**Required work**. Please write out the data that follows, word for word.

[Source material]

PR #670, opened 2021-01-15
Fix duplicate category names

### LINKED ISSUE #669: Subcategories cannot be accurately selected
**Describe the bug**
There are two elements to this: a UI bug and a data bug. This may also be related to #207.

First of all, when attempting to select a subcategory as a filter, if there is more than one subcategory with the same name it's not possible to distinguish between them, as the UI simply lists the sub-category name without the parent as context, like so:

Screenshot from 2021-01-15 12-00-10

Secondly, which ever of those subcategories are selected, only one of them is ever actually used in the filter, which means some of the subcategories can never be selected for the filter.

**To Reproduce**
1. Create a sub-category structure. Something like this (example IDs in brackets):

Category | Subcategory
--- | ---
Entertainment (4) | Feature (18)
Health (13) | Feature (19)
Politics (10) | Feature (20)

2. In a page, add three sets of homepage posts blocks and add filters as follows:

Block | Category | Subcategory
--- | --- | ---
1 | Entertainment (4) | Feature (18)
2 | Health (13) | Feature (19)
3 | Politics (10) | Feature (20)

Given the UI issue, you'll have to guess the right sub-category by considering the ordering of how they display in the Posts > Categories screen.

3. Review the code and observe that in each block the second category ID is always "18", when they should be "18", "19" and "20". See example:

```<!-- wp:columns -->
<div class="wp-block-columns"><!-- wp:column -->
<div class="wp-block-column"><!-- wp:newspack-blocks/homepage-articles {"postsToShow":1,"categories":["4","18"]} /--></div>
<!-- /wp:column -->

<!-- wp:column -->
<div class="wp-block-column"><!-- wp:newspack-blocks/homepage-articles {"postsToShow":1,"categories":["13","18"]} /--></div>
<!-- /wp:column -->

<!-- wp:column -->
<div class="wp-block-column"><!-- wp:newspack-blocks/homepage-articles {"postsToShow":1,"categories":["10","18"]} /--></div>
<!-- /wp:column --></div>
<!-- /wp:columns -->
```

**Expected behavior**
1. When categories with the same name are present it should be possible to distinguish between them in the UI based on context (such as parent/child relationship)
2. When selecting categories that have the same name, the correct category ID should be added to the block params JSON.

adekbadek:
### All Submissions:

Closes #669.

1. Observe #669 is not reproducible
2. Create four categories named "Foo", assign different parrent to two of them
3. Insert a Homepage Posts block and use the category filter in the sidebar, insert "Foo"
4. Observe that the four are present in the suggestions: the ones with the parents have `Foo – <parent>` as label, while the duplicated parent-less one has `Foo (<id>)` as label

### Other information:

### DIFF
--- a/src/components/autocomplete-tokenfield.js
+++ b/src/components/autocomplete-tokenfield.js
@@ -119,6 +119,10 @@ class AutocompleteTokenField extends Component {
 					const currentSuggestions = [];
 
 					suggestions.forEach( suggestion => {
+						const duplicatedSuggestionIndex = currentSuggestions.indexOf( suggestion.label );
+						if ( duplicatedSuggestionIndex >= 0 ) {
+							suggestion.label = `${ suggestion.label } (${ suggestion.value })`;
+						}
 						currentSuggestions.push( suggestion.label );
 						validValues[ suggestion.value ] = suggestion.label;
 					} );
--- a/src/components/query-controls.js
+++ b/src/components/query-controls.js
@@ -17,6 +17,9 @@ import { decodeEntities } from '@wordpress/html-entities';
  */
 import AutocompleteTokenField from './autocomplete-tokenfield';
 
+const getCategoryTitle = category =>
+	decodeEntities( category.name ) || __( '(no title)', 'newspack-blocks' );
+
 class QueryControls extends Component {
 	state = {
 		showAdvancedFilters: false,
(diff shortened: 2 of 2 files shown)


philipjohn (approved):
Yep, all good - this works nicely, thanks Adam!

[/Source material]

**Output for this task**.
PR #670, opened 2021-01-15
Fix duplicate category names

### LINKED ISSUE #669: Subcategories cannot be accurately selected
**Describe the bug**
There are two elements to this: a UI bug and a data bug. This may also be related to #207.

First of all, when attempting to select a subcategory as a filter, if there is more than one subcategory with the same name it's not possible to distinguish between them, as the UI simply lists the sub-category name without the parent as context, like so:

Screenshot from 2021-01-15 12-00-10

Secondly, which ever of those subcategories are selected, only one of them is ever actually used in the filter, which means some of the subcategories can never be selected for the filter.

**To Reproduce**
1. Create a sub-category structure. Something like this (example IDs in brackets):

Category | Subcategory
--- | ---
Entertainment (4) | Feature (18)
Health (13) | Feature (19)
Politics (10) | Feature (20)

2. In a page, add three sets of homepage posts blocks and add filters as follows:

Block | Category | Subcategory
--- | --- | ---
1 | Entertainment (4) | Feature (18)
2 | Health (13) | Feature (19)
3 | Politics (10) | Feature (20)

Given the UI issue, you'll have to guess the right sub-category by considering the ordering of how they display in the Posts > Categories screen.

3. Review the code and observe that in each block the second category ID is always "18", when they should be "18", "19" and "20". See example:

```<!-- wp:columns -->
<div class="wp-block-columns"><!-- wp:column -->
<div class="wp-block-column"><!-- wp:newspack-blocks/homepage-articles {"postsToShow":1,"categories":["4","18"]} /--></div>
<!-- /wp:column -->

<!-- wp:column -->
<div class="wp-block-column"><!-- wp:newspack-blocks/homepage-articles {"postsToShow":1,"categories":["13","18"]} /--></div>
<!-- /wp:column -->

<!-- wp:column -->
<div class="wp-block-column"><!-- wp:newspack-blocks/homepage-articles {"postsToShow":1,"categories":["10","18"]} /--></div>
<!-- /wp:column --></div>
<!-- /wp:columns -->
```

**Expected behavior**
1. When categories with the same name are present it should be possible to distinguish between them in the UI based on context (such as parent/child relationship)
2. When selecting categories that have the same name, the correct category ID should be added to the block params JSON.

adekbadek:
### All Submissions:

Closes #669.

1. Observe #669 is not reproducible
2. Create four categories named "Foo", assign different parrent to two of them
3. Insert a Homepage Posts block and use the category filter in the sidebar, insert "Foo"
4. Observe that the four are present in the suggestions: the ones with the parents have `Foo – <parent>` as label, while the duplicated parent-less one has `Foo (<id>)` as label

### Other information:

### DIFF
--- a/src/components/autocomplete-tokenfield.js
+++ b/src/components/autocomplete-tokenfield.js
@@ -119,6 +119,10 @@ class AutocompleteTokenField extends Component {
 					const currentSuggestions = [];
 
 					suggestions.forEach( suggestion => {
+						const duplicatedSuggestionIndex = currentSuggestions.indexOf( suggestion.label );
+						if ( duplicatedSuggestionIndex >= 0 ) {
+							suggestion.label = `${ suggestion.label } (${ suggestion.value })`;
+						}
 						currentSuggestions.push( suggestion.label );
 						validValues[ suggestion.value ] = suggestion.label;
 					} );
--- a/src/components/query-controls.js
+++ b/src/components/query-controls.js
@@ -17,6 +17,9 @@ import { decodeEntities } from '@wordpress/html-entities';
  */
 import AutocompleteTokenField from './autocomplete-tokenfield';
 
+const getCategoryTitle = category =>
+	decodeEntities( category.name ) || __( '(no title)', 'newspack-blocks' );
+
 class QueryControls extends Component {
 	state = {
 		showAdvancedFilters: false,
(diff shortened: 2 of 2 files shown)


philipjohn (approved):
Yep, all good - this works nicely, thanks Adam!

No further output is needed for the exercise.